I tested it with EncodeForXML & esapiEncode as well to be sure; all are giving me the same result. I've verified the encoding settings in Lucee are UTF-8, and the meta charset tag is also set to UTF-8. I can't find any documenation re: EncodeForHTML saying if it make any changes to the character encoding, if it requires the character encoding to be something specific, or if it has any known issues with emojis or certain code points.

I appreciate any help or clarification anyone can provide.

Edit: Thank you everyone. Wish I could accept multiple answers.


Solution

  • I was required to sanitize emojis in order ensure that third-party content was cross-compatible with external services. Some of the content contained emojis and was causing export/import problems.
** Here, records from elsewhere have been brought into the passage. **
PR #503, opened 2017-09-20
RasterLayer.merge Method

### LINKED ISSUE #502: Create Merge Method for Layers
As of right now, there aren't many ways of dealing with duplicate keys in a layer. One could use `aggregate_by_cell` if one has a `TiledRasterLayer`, but otherwise the choices are limited. Not only is this an API issue, but it causes problems elsewhere.

For example, in the `toSpatialLayer()` method, all of the duplicate keys are merged together by default. However, this may not always be the desired outcome. Instead, the user should have a choice on whether the values should be merged or not.

https://github.com/locationtech-labs/geopyspark/blob/22976e5ba2dd5183bcf9ff5e160aa3eb207b9adb/geopyspark-backend/geotrellis/src/main/scala/geopyspark/geotrellis/TemporalTiledRasterLayer.scala#L380

jbouffard:
This PR adds the `merge_duplicate_keys` method to `RasterLayer` and `TiledRasterLayer`. This will provide an easier means to getting rid of duplicate keys within a layer. In addition to the new method, `to_spatial_layer` now has the `merge_duplicates` parameter which will determine if the duplicate keys should be merged once they converted to `SpatialKey`s.

This PR resolves #502

### DIFF
--- a/geopyspark/geotrellis/layer.py
+++ b/geopyspark/geotrellis/layer.py
@@ -128,14 +128,14 @@ def _reproject(target_crs, layout, resample_method, layer):
         raise TypeError("%s can not be used as target layout." % layout)
 
 
-def _to_spatial_layer(layer, target_time, merge_duplicates):
+def _to_spatial_layer(layer, target_time):
     if layer.layer_type == LayerType.SPATIAL:
         raise ValueError("The given already has a layer_type of LayerType.SPATIAL")
 
     if target_time:
-        return layer.srdd.toSpatialLayer(_convert_to_unix_time(target_time), merge_duplicates)
+        return layer.srdd.toSpatialLayer(_convert_to_unix_time(target_time))
     else:
-        return layer.srdd.toSpatialLayer(merge_duplicates)
+        return layer.srdd.toSpatialLayer()
 
 
 class TileLayer(object):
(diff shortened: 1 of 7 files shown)


geopyspark/geotrellis/layer.py
```diff
@@ -435,14 +435,18 @@ def to_geotiff_rdd(self,
 
         return create_python_rdd(result, ser)
 
-    def to_spatial_layer(self, target_time=None):
+    def to_spatial_layer(self, target_time=None, merge_duplicates=False):
```
echeipesh: I want to push back on this parameter here, it does not do anything different from subsequent `. merge_duplicate_keys` call and is a lot less clear because its a boolean.

It would result in lines like
```py
layer.to_spatial_layer(target_time, True)
```
vs 
```py
layer.to_spatial_layer(target_time). merge_duplicate_keys()
```

geopyspark/geotrellis/layer.py
```diff
@@ -577,6 +581,32 @@ def collect_keys(self):
         else:
             return [temporal_projected_extent_decoder(key) for key in self.srdd.collectKeys()]
 
+    def merge_duplicate_keys(self, num_partitions=None):
```
echeipesh: The name is a little loose and long, we're not merging keys, we're merging tiles with duplicate keys. We know they're duplicate because they have the same key. 

A little tough to come up with a name for it, so why not keep `merge`? Could there be a confusion that it means something else? (<- not rhetorical question, question question)

Other likely use for merge are two merge two layers together:

```py
layer1.merge() # merges duplicate keys

layer1 = catalog.query(...)
layer2 = catalog.query(...)
layer1.merge(layer2) # merges tiles from layer2 into tiles from layer1
```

I wrote a ColdFusion wrapper for the emoji-java library to identify, sanitize and convert emojis.

    https://github.com/JamoCA/cf-emoji-java

    For example, the parseToAliases() function "replaces all the emoji's unicodes found in a string by their aliases".

    emojijava = new emojijava();
    emojijava.parseToAliases('I like 🍕');   // I like :pizza:
    

    To "encode" you could use either the parseToHtmlDecimal() or parseToHtmlHexadecimal() functions prior to using EncodeForHTML().

    emojijava = new emojijava();
    test = emojijava.parseToHtmlDecimal('I like 🍕');   // I &#10084;️ &#127829;
    EncodeForHTML(test);